Eğer uluslararası hukuk rafa kaldırılmamışsa, 1967 sınırları temelinde, başkenti Doğu Kudüs olan, bağımsız ve toprak bütünlüğüne haiz bir Filistin devleti mutlak surette tanımlanmalı ve tanınmalıdır. Sivil ve masum bir halkın sistematik şekilde yok edilmesine, insan haklarına bağlıyım diyen, medeniyim diyen, demokrasi ve özgürlükten bahseden hiçbir toplum, hiçbir devlet duyarsız kalamaz, kalmamalıdır. Filistin’in dünya genelinde tasdiki ve tanınması çığ gibi genişlemelidir. Bütün ülkeler samimiyet, dürüstlük ve adalet testinden geçmektedir. İşgal altındaki Filistin topraklarından soykırımcı İsrail önşartsız çekilmeli, Mescidi Aksa’nın manevi ve tarihi statüsüne saygı göstermelidir. ABD; tarihi, hukuki ve insani sorumluluktan kaçmamalıdır.
Uluslararası Ceza Mahkemesi Başsavcısının, İsrail Başbakanı ve savunma bakanı hakkındaki tutuklama talebine ABD’li bir grup senatörün itiraz ve tepkisi, daha ileri giderek, doğrudan yaptırım alınmasını gündeme getirmeleri tevili ve telifi imkansız bir zırvadır. ABD yönetimi şayet Siyonizm’in vesayeti altında değilse, siyasetini, karar organlarını ve idare yapısını şayet İsrail’e haciz ettirmemişse, insanlık nam ve hesabına harekete geçmekle mesul olduğunu idrak etmek durumundadır. Gazze’de tavşana kaç tazıya tut politikası izleyen ABD’nin terörizmle, terör örgütleriyle, zulümle, uluslararası hukuku ihlal eden politikalarının devamıyla silaha ve zora dayanan gücünü istikrar içinde ilerletmesi akla ve mantığa esastan da, usulden de aykırıdır.

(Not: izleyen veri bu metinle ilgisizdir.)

Issue #203, opened 2026-05-11
chat: integrate daemon editMessage / messageHistory in inbox and channel UIs


kriscendobot:
## Context

PR #125 adds a daemon-level `editMessage` / `messageHistory` capability
on `EndoGuest` and `EndoHost`.  The semantics are:

- `editMessage(messageNumber, strings, edgeNames, petNames, { done? })`
  replaces the interior of a message the caller previously sent.  The
  inbox entry keeps the same number, reply-to linkage, and dismissal
  state.  Followers (e.g. `followMessages`) re-emit the same message
  number with a new envelope.
- Messages now carry a `done` boolean.  `done: false` indicates a
  partial submission ("Thinking...", a streaming prefix); `done: true`
  is the settled state.  Edits after `done: true` are still accepted
  and recorded in history.
- `messageHistory(messageNumber)` returns the ordered revision log,
  oldest first.

PR #125 wires `editMessage` and `messageHistory` into the **fae** and
**lal** agent surfaces (tools + inbound `done`-aware gating).  The
**chat** integration is deferred to this issue because it is a
substantive UI design, not a mechanical wiring.

### Inbox surface (`packages/chat/inbox-component.js`)

The inbox loop currently treats every emission from `followMessages`
as a fresh envelope and appends a new `.message-envelope` DOM node.
After PR #125, an edit re-emits the same number, which would
duplicate the rendered message.  The intended behavior:

- On re-emission with a known message number, swap the existing
  `.message-envelope` body in place.
- Render `done: false` with a progress affordance (spinner / pulsing
  cursor / `(typing...)` suffix).
- Add a "view history" control on edited messages that calls
  `E(powers).messageHistory(number)` and shows the revisions in a
  modal or inline disclosure with their timestamps.
- Add an "edit" control on the user's own settled messages that
  prompts a re-submission and calls `E(powers).editMessage(...)`.

### Channel surface (`packages/chat/channel-component.js`)

Channels already have an edit/deletion model expressed as typed
reply messages (see `packages/chat/edit-queue.js`).  The two models
are at different layers:

- **Channel-layer edit** (existing): a `replyType: 'edit'` reply
  message points at an earlier channel message and supersedes its
  content.  Lives in the channel's message log as a separate entry.
- **Envelope-layer edit** (new, PR #125): the daemon mutates the
  envelope in place; followers receive the same number with a new
  payload.

Reconciling these is the design question.  Options:

[...]

PR #125, opened 2026-05-07
feat(daemon): add editMessage and messageHistory (re-opened from #23 under the bot)

kriscendobot:
Forwarded from #23 under the bot per the re-open-under-bot pattern.

kriskowal cannot approve their own PRs on GitHub.
The bot opens this re-statement so the steward can approve, request changes, or merge.
The original is closed and superseded by this PR.

## Summary

- Add `editMessage` on agents that replaces the interior of a previously sent message, keeping the message number, reply-to linkage, and dismissal state intact.
- Add `messageHistory` that returns the ordered revision log for a message with `envelope`, `done`, `date`, and `timestamp`.
- Add a `done` boolean to the message envelope so recipients can distinguish partial submissions (e.g. "Thinking...") from settled ones. Defaults to `true` on the existing delivery paths.
- Rewrite `designs/daemon-message-streaming.md` around this minimal surface instead of the prior stream-writer/reader/stream-formula sketch.

## Implementation notes

- Only the original sender may edit (the first check in `editMessage`). Edits after a settled (`done: true`) revision are still accepted and recorded.
- Edits propagate to the recipient through a new `receiveEdit`/`openEdit` pair on the `Handle`, mirroring the existing `receive`/`open` envelope protocol. Recipient-side dispatch looks up the local message by `messageId` + sender.
- Revisions are retained in an in-memory log (`revisionsByNumber`), keyed by message number. Persistence across daemon restart is out of scope for this PR and flagged as a TODO in the design doc.
- `editMessage` initially supports `package` messages only (the LLM streaming use case). Type-changing edits and other payload types are flagged as TODOs.
- Added `editMessage` / `messageHistory` to `HostInterface` and `GuestInterface`, and to the `least-authority` guest exo stub (which manually enumerates every guest method).

## Test plan

- [x] New ava tests in `packages/daemon/test/endo.test.js` covering: progressive edits with `done` transitions, history preservation across both sender and recipient mailboxes, non-sender edits rejected, post-settled edits still recorded.
- [x] Full `packages/daemon` ava suite runs green (486 tests).
- [ ] CI runs on the PR.

🤖 Generated with [Claude Code](https://claude.com/claude-code)

## Forwarded inline review comments

- **@kriskowal** on `designs/daemon-message-streaming.md:8`:
  When this merges, it will be Completed. Don’t lose the credit to Josh.

## Forwarded reviews (top-level review summaries)

- **@kriskowal** (COMMENTED):
[...]

PR #88, opened 2026-05-05
design(chat): edit-message UI affordances (refs #23)

kriscendobot:
## Summary

Design-only PR. Follow-up to #23 (which adds daemon-side `editMessage` and
`messageHistory`).

- Adds a new design `designs/chat-edit-message-ui.md` for Chat UI
  exposure of the existing daemon edit capability.
- Three coordinated entry points: an `e` shortcut in focus mode, a
  hover pencil button on the user's own messages, and a `/edit` slash
  command that takes `messageNumber` plus a body field with embedded
  `@petName` token chips (reusing `send-form.js`).
- Specifies a revision-history panel that calls `messageHistory` and
  renders revisions oldest-first through the existing Markdown
  pipeline.
- Updates `designs/README.md` (summary table, dependency graph, M4
  milestone tables, size estimate).

## Open questions left for the maintainer

- Slash-command name collision with `/edit` in
  `chat-view-edit-commands` (which targets blob entries, not
  messages). Three resolutions enumerated.
- Whether the recipient's UI should also display "edited" annotations
  and the revision panel.
- Whether to impose any UI-side edit time-window.
- Whether `/edit` should be offered for not-done messages of the
  local user (e.g. an in-flight stream the user is driving).
- How to populate the body field: from rendered DOM or from the
  original `strings` payload.

## Test plan

- [x] No em-dashes in new prose (`grep '—' designs/chat-edit-message-ui.md` returns nothing).
- [x] All paths in the new file are relative.
- [x] `git diff bots-ssh/llm --name-only` lists only the new design and `designs/README.md`.
- [ ] Maintainer review and resolution of the open questions.

## Dependencies

- #23 — daemon-side `editMessage` and `messageHistory`.

🤖 Generated with [Claude Code](https://claude.com/claude-code)

PR #305, opened 2026-05-19
feat(chat): edit-message UI affordances (designs/chat-edit-message-ui.md)

kriscendobot:
## Summary

Implements [`designs/chat-edit-message-ui.md`](https://github.com/endojs/endo-but-for-bots/blob/llm/designs/chat-edit-message-ui.md) (design PR #88, merged), wiring the chat client to the daemon's `editMessage` capability with the three coordinated entry points the design specifies and the message-revision plumbing needed to consume the daemon's edit emissions.

## Stacked on #125

The design's *Dependencies* table names [daemon-message-streaming](https://github.com/endojs/endo-but-for-bots/blob/llm/designs/daemon-message-streaming.md), which provides `editMessage` and `messageHistory` on every agent.  That capability lives on PR #125 (`feat/edit-message`, re-opened from #23 under the bot) and has not yet merged to `llm`; this PR is stacked on `feat/edit-message`'s HEAD so the chat-side code can be developed against the actual daemon surface.  GitHub will show the combined diff (daemon edit API + chat UI) against `llm`; the daemon commits will drop out of this PR's diff once #125 merges.

## What lands

- **Slash command `/edit-message`** (registry slug `edit-message`, alias `editmsg`) with `messageNumber` + `message` fields, dispatched in `command-executor.js` as `case 'edit-message'` which calls `E(powers).editMessage(number, strings, edgeNames, petNames, { done: true })`.
- **Focus-mode `e` shortcut** that opens the form pre-populated with the focused message's current body (sourced from `messageHistory` per Design Decision 3).  Conditional on `data-editable` being set on the focused envelope; a no-op otherwise.
- **Hover pencil button** next to the dismiss `×` on outgoing settled messages.  Click dispatches a `chat:edit-message` `CustomEvent`; the chat bar listens and opens the inline form.  Decoupled from the chat-bar component, so the inbox does not need a direct handle.
- **`data-sent` and `data-editable` dataset attributes** on `.message-envelope` distill the design's authority + done-state rules into two attributes the focus handler, the modeline renderer, and tests can consult uniformly.
- **In-place envelope swap on edit**: `followMessages` re-emissions for an edited message now replace the prior envelope rather than appending a duplicate, with a small `edited <timestamp>` caption (per § Surfacing edit history).
- **Modeline**: the focus-mode shortcut row appends `<kbd>e</kbd> edit` conditionally on the focused message being editable, per § Modeline updates.

## Design Decisions honored

- **DD2** (edit hidden until message settles): `data-editable` requires `done === true` on outgoing messages; the pencil button and `e` key are suppressed otherwise.
- **DD3** (pre-populate from the model, not the DOM): the body field is filled from the last `messageHistory` entry's `strings` interleaved with edge-name placeholders.
- **DD4** (chip carries the locator, not the stale pet name): the current preload uses the edge name as the placeholder so the user can re-pick a reference if the underlying pet name has changed; full chip reconstruction is a follow-up.
- **Edit while in flight**: not gated; concurrent edits degrade to "last edit wins" per the design.

## What is deferred

- **Open question 1** (the maintainer-endorsed direction is to overload `/edit` on referent type): this PR ships `/edit-message` and `/edit` as distinct registry entries.  A follow-up can unify them by type-dispatching on whether the first argument parses as a number or as a pet name path.  The load-bearing entry points (focus key, hover button) target `edit-message` directly and do not depend on which slash-command surface lands.
- **Open question 2** (visibility of edit history to other participants and the rich revision panel): only the inline `edited <timestamp>` caption ships here; the click-to-open revision panel that calls `messageHistory` and renders the array oldest-first is a follow-up.
- **endojs/endo-but-for-bots#203** (the rich progress affordance for partial-stream edits and the cross-envelope-level / channel-layer reconciliation): the bare in-place swap lands here so local-user edits show up correctly; the progress UI and history disclosure are scoped to that follow-up.
- **Chat parity gap for proposed names** (the "Related" section at the end of the design): explicitly out of scope; the design notes this is a separate follow-up.

## Test plan

- [ ] CI: `lint`, `lint:prettier`, `cover`, `browser-tests`.
- [ ] Existing 433 chat tests still pass locally.
- [ ] New tests cover registry shape, executor dispatch, blob-`/edit` non-regression, envelope attributes, pencil-button visibility (sent + settled vs incoming vs streaming), and the `chat:edit-message` CustomEvent contract.
- [ ] Open the Familiar bundle, send a message to yourself, hover the new pencil, edit, confirm the body updates in-place and the `edited` caption appears.

## Open questions for the reviewer

- Slash-command surface: keep `/edit-message` (this PR) and add a `/edit` overload later, or rename to `/revise` / `/amend` (design open question 1, candidates a and c)?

ABD yönetimi Suriye’nin kuzeydoğusunda PKK’nın paravan örgütü Suriye Demokratik Güçleriyle yeni bir oyun kurmaktadır. Ortadoğu’nun çalkantılı ortamından istifadeyle; Tabka, Afrin, Deyrezor, Rakka, Münbiç, Cezire başta olmak üzere, Suriye’nin kuzeydoğusunu kapsayan 133 yerel yönetimin belirlenmesi amacıyla 11 Haziran’da sözde bölgesel seçimler yapılacaktır.
Bu demokrasi ve yasa dışı seçim girişimi demek, Suriye’nin bölünmesinde yeni bir etap, yeni bir aşama demektir. Suriye Kürt Ulusal Konseyi’nin bu sözde seçimleri tanımayacaklarını ve boykot edeceklerini açıklaması da ayrıca ele alınmalıdır.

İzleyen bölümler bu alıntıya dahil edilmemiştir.